- Opening Delimiter -

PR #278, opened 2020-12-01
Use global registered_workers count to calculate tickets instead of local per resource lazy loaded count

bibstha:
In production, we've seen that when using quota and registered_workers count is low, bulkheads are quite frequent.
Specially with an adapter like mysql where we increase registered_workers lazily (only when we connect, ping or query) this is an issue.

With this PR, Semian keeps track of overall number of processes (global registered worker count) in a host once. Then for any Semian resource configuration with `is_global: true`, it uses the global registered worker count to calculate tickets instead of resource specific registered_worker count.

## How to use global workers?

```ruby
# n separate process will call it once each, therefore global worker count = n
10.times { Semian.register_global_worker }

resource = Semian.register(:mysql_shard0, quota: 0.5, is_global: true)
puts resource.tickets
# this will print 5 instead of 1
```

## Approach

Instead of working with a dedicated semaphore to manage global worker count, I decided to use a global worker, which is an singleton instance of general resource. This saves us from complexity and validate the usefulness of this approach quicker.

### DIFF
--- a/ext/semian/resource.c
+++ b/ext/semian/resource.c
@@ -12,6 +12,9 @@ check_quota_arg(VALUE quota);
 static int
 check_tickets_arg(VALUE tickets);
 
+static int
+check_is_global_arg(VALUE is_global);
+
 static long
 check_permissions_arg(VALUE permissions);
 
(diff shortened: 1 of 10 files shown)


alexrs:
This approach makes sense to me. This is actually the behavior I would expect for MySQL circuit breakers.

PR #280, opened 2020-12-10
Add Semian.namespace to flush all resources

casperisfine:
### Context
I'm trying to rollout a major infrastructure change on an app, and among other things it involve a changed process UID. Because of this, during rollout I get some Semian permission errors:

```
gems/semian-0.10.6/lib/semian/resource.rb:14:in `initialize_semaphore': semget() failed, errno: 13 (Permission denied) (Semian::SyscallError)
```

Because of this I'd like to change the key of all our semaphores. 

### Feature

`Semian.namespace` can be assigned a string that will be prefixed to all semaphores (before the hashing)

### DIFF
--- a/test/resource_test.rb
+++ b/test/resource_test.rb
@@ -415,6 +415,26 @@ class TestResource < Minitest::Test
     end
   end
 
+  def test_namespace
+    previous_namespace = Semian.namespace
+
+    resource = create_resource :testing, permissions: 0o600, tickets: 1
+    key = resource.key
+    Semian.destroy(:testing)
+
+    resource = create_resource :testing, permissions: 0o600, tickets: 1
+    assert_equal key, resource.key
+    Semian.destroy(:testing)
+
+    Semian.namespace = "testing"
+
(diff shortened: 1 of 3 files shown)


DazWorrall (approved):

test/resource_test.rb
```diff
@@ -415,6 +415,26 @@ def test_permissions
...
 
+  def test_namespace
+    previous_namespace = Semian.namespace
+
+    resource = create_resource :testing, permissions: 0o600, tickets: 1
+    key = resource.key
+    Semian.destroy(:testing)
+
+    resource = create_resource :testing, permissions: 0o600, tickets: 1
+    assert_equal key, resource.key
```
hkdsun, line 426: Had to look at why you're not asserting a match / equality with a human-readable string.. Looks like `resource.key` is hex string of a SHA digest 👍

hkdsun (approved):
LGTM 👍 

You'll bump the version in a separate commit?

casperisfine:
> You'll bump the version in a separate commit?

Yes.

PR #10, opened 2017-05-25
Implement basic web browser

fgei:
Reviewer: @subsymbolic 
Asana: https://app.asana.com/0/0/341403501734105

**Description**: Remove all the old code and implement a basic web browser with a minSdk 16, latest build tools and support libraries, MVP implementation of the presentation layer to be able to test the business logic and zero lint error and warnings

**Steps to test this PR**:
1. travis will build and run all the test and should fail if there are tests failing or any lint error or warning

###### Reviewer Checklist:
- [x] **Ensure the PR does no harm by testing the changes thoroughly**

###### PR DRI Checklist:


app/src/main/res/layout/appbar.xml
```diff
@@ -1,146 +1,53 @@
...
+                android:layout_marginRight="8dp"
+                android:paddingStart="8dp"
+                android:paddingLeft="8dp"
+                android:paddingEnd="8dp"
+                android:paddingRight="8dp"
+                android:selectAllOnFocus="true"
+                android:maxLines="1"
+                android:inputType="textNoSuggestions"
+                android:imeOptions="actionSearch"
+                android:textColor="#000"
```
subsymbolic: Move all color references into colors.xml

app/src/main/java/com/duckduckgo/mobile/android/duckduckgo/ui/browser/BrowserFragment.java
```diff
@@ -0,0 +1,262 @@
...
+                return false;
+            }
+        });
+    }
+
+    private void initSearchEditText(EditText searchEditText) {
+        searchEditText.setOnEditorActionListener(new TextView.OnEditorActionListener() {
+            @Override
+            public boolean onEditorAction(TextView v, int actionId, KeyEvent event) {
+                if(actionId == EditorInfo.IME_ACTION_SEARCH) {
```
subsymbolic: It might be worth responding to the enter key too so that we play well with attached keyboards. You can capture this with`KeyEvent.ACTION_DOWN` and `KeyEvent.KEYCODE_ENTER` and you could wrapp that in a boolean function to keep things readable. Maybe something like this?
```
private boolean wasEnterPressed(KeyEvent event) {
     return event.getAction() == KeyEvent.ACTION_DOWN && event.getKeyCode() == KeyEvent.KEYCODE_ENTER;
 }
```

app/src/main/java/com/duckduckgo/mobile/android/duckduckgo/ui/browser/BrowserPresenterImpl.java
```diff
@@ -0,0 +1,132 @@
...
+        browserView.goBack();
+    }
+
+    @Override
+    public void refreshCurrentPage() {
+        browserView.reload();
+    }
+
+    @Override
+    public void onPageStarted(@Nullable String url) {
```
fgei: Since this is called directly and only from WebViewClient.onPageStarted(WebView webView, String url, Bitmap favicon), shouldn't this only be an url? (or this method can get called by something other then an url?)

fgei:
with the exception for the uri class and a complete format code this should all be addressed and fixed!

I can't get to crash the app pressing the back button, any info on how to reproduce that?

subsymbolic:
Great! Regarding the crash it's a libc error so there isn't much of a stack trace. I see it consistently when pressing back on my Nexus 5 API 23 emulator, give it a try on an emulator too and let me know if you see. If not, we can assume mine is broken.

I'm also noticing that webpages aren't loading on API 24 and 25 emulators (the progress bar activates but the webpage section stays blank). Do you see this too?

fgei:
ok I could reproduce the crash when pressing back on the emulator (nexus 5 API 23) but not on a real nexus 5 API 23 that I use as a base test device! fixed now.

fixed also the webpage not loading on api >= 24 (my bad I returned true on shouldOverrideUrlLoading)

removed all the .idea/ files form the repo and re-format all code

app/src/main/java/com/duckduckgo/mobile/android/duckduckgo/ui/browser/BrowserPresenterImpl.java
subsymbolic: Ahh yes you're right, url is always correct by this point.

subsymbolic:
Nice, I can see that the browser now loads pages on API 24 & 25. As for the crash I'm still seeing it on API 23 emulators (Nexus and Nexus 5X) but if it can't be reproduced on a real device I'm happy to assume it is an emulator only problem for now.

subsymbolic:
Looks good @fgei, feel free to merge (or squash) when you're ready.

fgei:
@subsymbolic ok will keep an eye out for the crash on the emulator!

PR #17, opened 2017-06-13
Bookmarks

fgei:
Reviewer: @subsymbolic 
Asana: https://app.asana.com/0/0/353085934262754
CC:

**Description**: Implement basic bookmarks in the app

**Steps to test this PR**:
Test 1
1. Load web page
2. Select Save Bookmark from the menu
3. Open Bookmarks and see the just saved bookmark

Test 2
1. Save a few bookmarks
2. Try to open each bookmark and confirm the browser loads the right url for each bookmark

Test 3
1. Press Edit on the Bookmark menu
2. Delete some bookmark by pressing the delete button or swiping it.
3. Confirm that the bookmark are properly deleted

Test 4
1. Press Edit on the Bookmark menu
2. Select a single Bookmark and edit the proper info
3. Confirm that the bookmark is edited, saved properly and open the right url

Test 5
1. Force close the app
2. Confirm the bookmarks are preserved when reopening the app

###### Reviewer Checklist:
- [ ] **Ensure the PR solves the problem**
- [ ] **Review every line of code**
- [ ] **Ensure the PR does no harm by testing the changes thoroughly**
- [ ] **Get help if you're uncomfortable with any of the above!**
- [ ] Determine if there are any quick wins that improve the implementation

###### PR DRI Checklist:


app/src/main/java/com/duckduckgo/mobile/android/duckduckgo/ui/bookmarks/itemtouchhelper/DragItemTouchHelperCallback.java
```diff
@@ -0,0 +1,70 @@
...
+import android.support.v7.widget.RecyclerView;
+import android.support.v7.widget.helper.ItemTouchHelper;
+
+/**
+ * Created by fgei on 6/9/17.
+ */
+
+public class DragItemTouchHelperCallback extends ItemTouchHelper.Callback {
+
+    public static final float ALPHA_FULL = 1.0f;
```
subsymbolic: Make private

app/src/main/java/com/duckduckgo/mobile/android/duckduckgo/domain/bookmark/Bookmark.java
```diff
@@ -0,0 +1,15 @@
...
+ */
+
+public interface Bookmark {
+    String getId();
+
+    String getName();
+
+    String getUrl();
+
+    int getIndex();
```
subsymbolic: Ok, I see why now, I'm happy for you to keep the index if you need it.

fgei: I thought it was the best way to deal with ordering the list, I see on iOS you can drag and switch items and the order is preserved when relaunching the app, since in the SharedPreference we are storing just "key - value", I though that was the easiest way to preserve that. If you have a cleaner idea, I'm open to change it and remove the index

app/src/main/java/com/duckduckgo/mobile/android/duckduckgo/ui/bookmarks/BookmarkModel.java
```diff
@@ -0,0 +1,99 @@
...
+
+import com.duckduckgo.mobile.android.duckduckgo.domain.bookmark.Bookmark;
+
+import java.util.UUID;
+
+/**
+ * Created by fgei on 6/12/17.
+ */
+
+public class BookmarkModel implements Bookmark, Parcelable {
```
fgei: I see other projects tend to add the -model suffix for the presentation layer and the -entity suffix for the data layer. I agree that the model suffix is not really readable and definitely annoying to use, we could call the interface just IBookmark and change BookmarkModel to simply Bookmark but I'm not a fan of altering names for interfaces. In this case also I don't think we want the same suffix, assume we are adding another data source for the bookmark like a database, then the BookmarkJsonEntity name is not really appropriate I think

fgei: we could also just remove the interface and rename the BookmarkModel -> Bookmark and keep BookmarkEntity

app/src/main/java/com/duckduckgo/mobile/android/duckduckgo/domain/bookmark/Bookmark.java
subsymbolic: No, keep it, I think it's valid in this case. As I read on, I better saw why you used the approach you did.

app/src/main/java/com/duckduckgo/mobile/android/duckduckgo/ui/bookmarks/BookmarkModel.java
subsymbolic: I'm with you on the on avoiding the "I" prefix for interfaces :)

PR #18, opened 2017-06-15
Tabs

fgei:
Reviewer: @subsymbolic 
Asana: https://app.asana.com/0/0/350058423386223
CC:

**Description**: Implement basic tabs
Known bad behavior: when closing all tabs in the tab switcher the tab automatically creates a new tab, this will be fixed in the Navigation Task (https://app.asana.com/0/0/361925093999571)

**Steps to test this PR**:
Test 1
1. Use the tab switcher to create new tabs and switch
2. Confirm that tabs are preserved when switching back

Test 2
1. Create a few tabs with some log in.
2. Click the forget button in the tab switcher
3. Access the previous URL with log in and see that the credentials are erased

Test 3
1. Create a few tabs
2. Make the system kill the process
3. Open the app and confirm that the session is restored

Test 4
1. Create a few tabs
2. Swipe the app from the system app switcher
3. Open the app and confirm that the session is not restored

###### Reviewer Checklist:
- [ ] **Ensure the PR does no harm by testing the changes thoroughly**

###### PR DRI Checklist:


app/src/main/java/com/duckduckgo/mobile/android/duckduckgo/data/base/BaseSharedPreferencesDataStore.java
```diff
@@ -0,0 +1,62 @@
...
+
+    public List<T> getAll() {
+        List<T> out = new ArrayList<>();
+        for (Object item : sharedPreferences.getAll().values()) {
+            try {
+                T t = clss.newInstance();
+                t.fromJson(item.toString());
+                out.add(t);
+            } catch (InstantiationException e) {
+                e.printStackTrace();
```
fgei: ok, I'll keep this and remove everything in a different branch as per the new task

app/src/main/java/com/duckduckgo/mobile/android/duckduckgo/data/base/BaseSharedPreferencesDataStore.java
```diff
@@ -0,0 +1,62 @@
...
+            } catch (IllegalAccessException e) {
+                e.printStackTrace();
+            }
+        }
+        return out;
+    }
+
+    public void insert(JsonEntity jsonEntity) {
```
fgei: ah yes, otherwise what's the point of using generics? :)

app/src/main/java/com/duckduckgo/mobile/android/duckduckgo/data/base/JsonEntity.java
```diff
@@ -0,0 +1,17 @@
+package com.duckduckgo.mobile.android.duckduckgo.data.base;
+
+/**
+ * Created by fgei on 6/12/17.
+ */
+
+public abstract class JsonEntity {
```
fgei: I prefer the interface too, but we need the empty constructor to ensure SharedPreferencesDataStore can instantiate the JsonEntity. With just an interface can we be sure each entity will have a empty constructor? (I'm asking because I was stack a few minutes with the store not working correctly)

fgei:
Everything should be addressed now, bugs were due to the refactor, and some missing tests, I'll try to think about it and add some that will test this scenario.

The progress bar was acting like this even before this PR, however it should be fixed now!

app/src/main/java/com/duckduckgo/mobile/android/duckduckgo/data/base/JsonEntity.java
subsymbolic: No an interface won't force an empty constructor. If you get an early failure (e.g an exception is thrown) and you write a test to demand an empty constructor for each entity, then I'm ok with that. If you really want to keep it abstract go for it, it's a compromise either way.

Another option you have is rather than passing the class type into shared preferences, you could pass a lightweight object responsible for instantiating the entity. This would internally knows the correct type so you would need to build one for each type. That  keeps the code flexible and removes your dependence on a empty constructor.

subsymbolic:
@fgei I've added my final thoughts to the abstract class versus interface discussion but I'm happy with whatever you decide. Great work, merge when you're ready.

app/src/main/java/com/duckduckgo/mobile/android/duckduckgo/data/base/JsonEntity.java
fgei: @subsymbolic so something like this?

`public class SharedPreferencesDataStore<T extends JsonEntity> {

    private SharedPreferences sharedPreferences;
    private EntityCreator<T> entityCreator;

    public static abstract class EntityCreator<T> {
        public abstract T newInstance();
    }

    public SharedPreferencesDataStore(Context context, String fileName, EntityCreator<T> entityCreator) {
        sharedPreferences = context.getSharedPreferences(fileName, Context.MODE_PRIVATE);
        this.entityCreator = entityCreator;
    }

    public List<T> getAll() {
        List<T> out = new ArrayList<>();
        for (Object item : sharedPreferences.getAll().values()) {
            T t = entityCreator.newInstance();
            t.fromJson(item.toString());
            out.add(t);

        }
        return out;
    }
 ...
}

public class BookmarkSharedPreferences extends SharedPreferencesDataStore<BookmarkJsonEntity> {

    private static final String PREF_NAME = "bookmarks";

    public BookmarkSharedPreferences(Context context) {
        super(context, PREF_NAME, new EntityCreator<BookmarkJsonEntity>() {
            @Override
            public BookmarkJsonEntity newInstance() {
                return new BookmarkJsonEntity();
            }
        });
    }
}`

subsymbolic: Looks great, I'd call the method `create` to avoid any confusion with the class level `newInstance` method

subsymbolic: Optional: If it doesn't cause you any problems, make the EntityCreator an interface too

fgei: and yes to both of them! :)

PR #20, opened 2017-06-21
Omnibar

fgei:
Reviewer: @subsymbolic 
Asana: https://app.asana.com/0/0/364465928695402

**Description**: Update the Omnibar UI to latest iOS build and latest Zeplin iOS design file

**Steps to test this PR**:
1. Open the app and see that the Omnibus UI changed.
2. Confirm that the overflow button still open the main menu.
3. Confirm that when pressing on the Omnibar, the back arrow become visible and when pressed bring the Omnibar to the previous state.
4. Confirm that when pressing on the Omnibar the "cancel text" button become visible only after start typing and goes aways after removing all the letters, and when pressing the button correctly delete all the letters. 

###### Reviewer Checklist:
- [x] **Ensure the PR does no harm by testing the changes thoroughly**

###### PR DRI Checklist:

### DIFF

- Closing Delimiter -

__Prompt__: Exact duplication is required for the lines above, from the line that contains "subsymbolic: Ahh yes" to the line that contains "2. Select a", inclusive; omit all others.

__Exercise response__:
subsymbolic: Ahh yes you're right, url is always correct by this point.

subsymbolic:
Nice, I can see that the browser now loads pages on API 24 & 25. As for the crash I'm still seeing it on API 23 emulators (Nexus and Nexus 5X) but if it can't be reproduced on a real device I'm happy to assume it is an emulator only problem for now.

subsymbolic:
Looks good @fgei, feel free to merge (or squash) when you're ready.

fgei:
@subsymbolic ok will keep an eye out for the crash on the emulator!

PR #17, opened 2017-06-13
Bookmarks

fgei:
Reviewer: @subsymbolic 
Asana: https://app.asana.com/0/0/353085934262754
CC:

**Description**: Implement basic bookmarks in the app

**Steps to test this PR**:
Test 1
1. Load web page
2. Select Save Bookmark from the menu
3. Open Bookmarks and see the just saved bookmark

Test 2
1. Save a few bookmarks
2. Try to open each bookmark and confirm the browser loads the right url for each bookmark

Test 3
1. Press Edit on the Bookmark menu
2. Delete some bookmark by pressing the delete button or swiping it.
3. Confirm that the bookmark are properly deleted

Test 4
1. Press Edit on the Bookmark menu
2. Select a single Bookmark and edit the proper info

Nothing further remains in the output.